She graduated Glastonbury High School in 1959, went on to Central Connecticut State College and then completed her master’s degree in education in 1967 at the University of Connecticut. She began teaching at South School at the start of the 1959 school year, teaching grade one for 14 years before then fulfilling her destiny as the reading specialist for the school through her retirement in 1991.
Her influence was incontrovertible; no matter when out in town – running errands or sitting down to dinner – it was rare that someone did not approach her to say hello, tell them what a difference she had made in their life and how grateful they were to have had her as a teacher. Quick to laugh and always a twinkle in her eye, there was an inherent desire by all those who knew her to make her proud.
Her second love was travel. She started early in life and no destination was too far flung to explore – China after being opened to the West, the pyramids in Egypt and safaris in Africa. To sit at our Thanksgiving table was to travel the world with her and see it through her eyes. She overcame her reluctance to speak Italian when finally making it to the small, mountaintop town that held the family name. Molinari, Italy now is populated by more goats than people, high above the Po valley, but to see the origin of our family with her own eyes was an important and powerful moment. After retiring, she would make a simple trip up to Maine twice a year in the spring and in the fall to bask in the salt air and rocky coast.
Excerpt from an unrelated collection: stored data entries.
PR #2701, opened 2026-04-16
fix(cli): add pytest EIP markers for valid_from tests

### LINKED ISSUE #2675: Add EIP marker for better DevEx
We've added some very nice EIP-based logic in our codebase - things like `fork.is_eip_enabled(...)` and `pytest.mark.valid_from(EIP1234)`. It would be very nice if we could auto-add an EIP marker to tests that are marked valid from certain EIPs so we could fill tests for that EIP with something like:

```
uv run fill --clean --fork=Amsterdam  -m EIP1234
```

This is a remaining thought from implementing EIP-7928 and having seen the EIP logic be merged into the code base. It made sense to add BAL expectations to older, more complex, tests in some cases. This would ideally make it so we can catch all the tests marked with the EIP7928 marker with a single `-m` command, for example, rather than looking for them and amassing some complex catch-all `-k` command.

shrirajpawar4:
## 🗒️ Description

  Auto-add plain pytest `EIP####` markers for tests that are explicitly enabled by `valid_from("EIP####")`.

  This makes EIP-scoped selection work as requested in #2675, so commands like:

  ```console
  uv run fill --clean --fork=Amsterdam -m EIP7928
```
  can select tests that are marked valid from a given EIP without relying on ad hoc -k expressions.

  This change is intentionally narrow:

  - It promotes explicit valid_from("EIP####") markers into plain pytest markers during collection.
  - It does not treat negative selectors such as valid_before("EIP####") as matching -m EIP####.
  - It registers known EIP#### markers so they are valid pytest markers.

  It also adds targeted regression tests covering:

  - function-level valid_from("EIP####")
  - param-level valid_from("EIP####")
  - the negative case where valid_before("EIP####") must not match -m EIP####

  ## 🔗 Related Issues or PRs

  Fixes #2675.

  ## ✅ Checklist

  - [ ] All: Ran fast static checks to avoid unnecessary CI fails, see also Code Standards (https://eest.ethereum.org/main/getting_started/code_standards/) and Enabling Pre-commit Checks
    (https://eest.ethereum.org/main/dev/precommit/):

    just static
  - [x] All: PR title adheres to the repo standard (https://eest.ethereum.org/main/getting_started/contributing/?h=contri#commit-messages-issue-and-pr-titles) - it will be used as the squash commit mes
    sage and should start type(scope):.
  - [ ] All: Considered updating the online docs in the /ethereum/execution-specs/blob/HEAD/docs/ directory.
  - [ ] Tests: Ran mkdocs serve locally and verified the auto-generated docs for new tests in the Test Case Reference (https://eest.ethereum.org/main/tests/) are correctly formatted.
  - [ ] Tests: For PRs implementing a missed test case, update the /ethereum/execution-specs/blob/HEAD/docs/writing_tests/post_mortems.md to add an entry the list.
  - [ ] Ported Tests: All converted JSON/YML tests from /ethereum/tests or /ethereum/execution-specs/blob/HEAD/tests/static have been assigned @ported_from marker.

  ### Verification

  Manual behavior check against a real test file:
```
  uv run pytest \
    -c packages/testing/src/execution_testing/cli/pytest_commands/pytest_ini_files/pytest-fill.ini \
    tests/frontier/validation/test_header.py \
    --until=Amsterdam \
    --collect-only -q -m EIP7928
```
  Observed result:

  - collected test_gas_limit_below_minimum[...,gas_limit_5000_1]
  - did not collect ...,gas_limit_5000_0

  This confirms -m EIP7928 selects the valid_from("EIP7928") case and not the valid_before("EIP7928") case.

  Targeted regression tests:
```
  uv run pytest \
    packages/testing/src/execution_testing/cli/pytest_commands/plugins/forks/tests/test_markers.py \
    -q \
    -k 'function_level_valid_from_eip_is_selectable_by_mark or param_level_valid_from_eip_is_selectable_by_mark or negative_eip_selectors_do_not_add_eip_markers'
```
  Observed result:

  3 passed

  #### Cute Animal Picture

  image

### DIFF
--- a/packages/testing/src/execution_testing/cli/pytest_commands/plugins/forks/forks.py
+++ b/packages/testing/src/execution_testing/cli/pytest_commands/plugins/forks/forks.py
@@ -1494,7 +1494,9 @@ def blob_params_changed_at_transition(fork: Fork | TransitionFork) -> bool:
     return False
 
 
-def get_valid_from_eip_marker_names(markers: Iterator[pytest.Mark]) -> Set[str]:
+def get_valid_from_eip_marker_names(
+    markers: Iterator[pytest.Mark],
+) -> Set[str]:
     """
     Return explicit EIP names from ``valid_from`` markers.
 
@@ -1577,13 +1579,7 @@ def pytest_collection_modifyitems(
     filter_stats: Dict[str, Tuple[str, int, int]] = {}
 
     for i, item in enumerate(items):
-        try:
-            add_explicit_eip_markers(item)
-        except Exception as e:
-            pytest.exit(
-                f"Error in test '{item.name}': {e}",
-                returncode=pytest.ExitCode.USAGE_ERROR,
-            )
+        add_explicit_eip_markers(item)
 
         params = _get_item_params(item)
         if not params:
--- a/packages/testing/src/execution_testing/cli/pytest_commands/plugins/forks/forks.py
+++ b/packages/testing/src/execution_testing/cli/pytest_commands/plugins/forks/forks.py
@@ -38,6 +38,7 @@ from execution_testing.forks import (
     get_transition_forks,
     transition_fork_to,
 )
+from execution_testing.forks.forks.eips import ALL_EIPS
 from execution_testing.logging import (
     get_logger,
 )
@@ -513,6 +514,14 @@ def pytest_configure(config: pytest.Config) -> None:
             "shown in verbose collection output."
         ),
     )
+    for eip in sorted(ALL_EIPS):
+        config.addinivalue_line(
+            "markers",
+            (
+                f"{eip.name()}: tests explicitly enabled by "
+                f"{eip.name()} via valid_from(...)"
+            ),
+        )
     for d in fork_covariant_decorators:
         config.addinivalue_line("markers", f"{d.marker_name}: {d.description}")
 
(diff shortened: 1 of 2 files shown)

### CODE REVIEW

**Comment by shrirajpawar4** [comment]
@fselmo do take a look at PR whenever you can sir

**Comment by shrirajpawar4** [comment]
@danceratopz can you take a look at this whenever possible?

File: packages/testing/src/execution_testing/cli/pytest_commands/plugins/forks/tests/test_markers.py [hunk 1]
```diff
@@ -521,3 +521,128 @@ def test_param_level_validity_markers(
         *pytest_args,
     )
     result.assert_outcomes(**outcomes)
+
+
+def generate_function_level_eip_marker_test() -> str:
```
marioevz: These functions seem unnecessary since they only return a constant string.
Might be better to put the string in-place.

packages/testing/src/execution_testing/cli/pytest_commands/plugins/forks/tests/test_markers.py
```diff
@@ -521,3 +521,128 @@ def test_param_level_validity_markers(
...
+@pytest.mark.state_test_only
+def test_negative_eip_marker(state_test):
+    pass
+"""
+
+
+def test_function_level_valid_from_eip_is_selectable_by_mark(
+    pytester: pytest.Pytester,
+) -> None:
+    """``-m EIP####`` should select tests enabled via function-level valid_from."""
```
marioevz: This fails with `E501 Line too long`. Try running `just static` to catch all lint issues.

packages/testing/src/execution_testing/cli/pytest_commands/plugins/forks/forks.py
```diff
@@ -1543,6 +1577,14 @@ def pytest_collection_modifyitems(
     filter_stats: Dict[str, Tuple[str, int, int]] = {}
 
     for i, item in enumerate(items):
+        try:
+            add_explicit_eip_markers(item)
+        except Exception as e:
```
marioevz: Is any test currently failing like this or why is this required?

marioevz (commented):
Looks mostly good to me. I left a couple of comments that need to be addressed before merging. Thanks!

fselmo:
@marioevz part of my goal for the original issue linked here was to be able to collect any test that defines the following as an EIP-7928 test:

```py
if fork.is_eip_enabled(7928):
    # define a block_access_list_expectation and pass it to the test class
```

I think there are a couple of ways to do this but perhaps the most straightforward is something like a `@pytest.mark.eip(7928)` marker or something like this. This is different than a `valid_from` in the sense that we can add expectations to any test. And it's useful to add expectations to older tests because some of them are very complex to rewrite just to define a BAL expectation for them - other than the obvious DRY benefits.

Curious on your thoughts here ^ but I'd love to address this in this PR. It would go a long way into identifying all the EIP test cases that are defined for any variant of testing the EIP - not just if the test is only valid from that EIP but anything that validates the test in relation to the EIP, more generally.

PR #2702, opened 2026-04-16
feat(ci, test-fill): make `--generate-all-formats` optional via `feature.yaml`

spencer-tb:
## 🗒️ Description

Tarball output (`.tar.gz`) no longer auto applies `--generate-all-formats`. Release features declare the flag explicitly in the `fill-params` for only `benchmark` and `benchmark_fast`  features.

### Why?

TLDR; faster devnet releases during the interop.

This means both `mainnet` and `bal` releases will no run the `--generate-all-formats` flag, speeding up releases. We don't use any formats other than state, block and engine fixtures currently. Forcing us add enginex formats currently just add more time onto releases given that we don't use `consume enginex` yet. I propose that we add this flag back once 1) we are actively using `consume enginex` and 2) release with the `--generate-all-formats` flag is significantly faster.

## 🔗 Related Issues or PRs

N/A.

## ✅ Checklist

    ```console
    just static
    ```

### DIFF
--- a/.github/actions/build-fixtures/action.yaml
+++ b/.github/actions/build-fixtures/action.yaml
@@ -44,7 +44,7 @@ runs:
 
         if [ -n "$IS_SPLIT" ]; then
           OUTPUT_ARG="--output=fixtures_${{ inputs.release_name }}"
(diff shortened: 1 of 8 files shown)


felix314159 (approved):
ty!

But she always returned to Connecticut – and to New Canaan which she called home for 54 years where she resided with her sister, Doris, and lifelong friend, Mary Feloney. And for a town that she taught to read, they were all better off for it. She is survived by her older sister, Doris, and cousins, Judith Polay, Joseph and Jane Molinari.
A memorial mass will be held for Frances at St. Aloysius Church 21 Cherry Street in New Canaan on Saturday November 4th at 10:00 a.m..
For online condolences and service information please visit www.hoytfuneralhome.com.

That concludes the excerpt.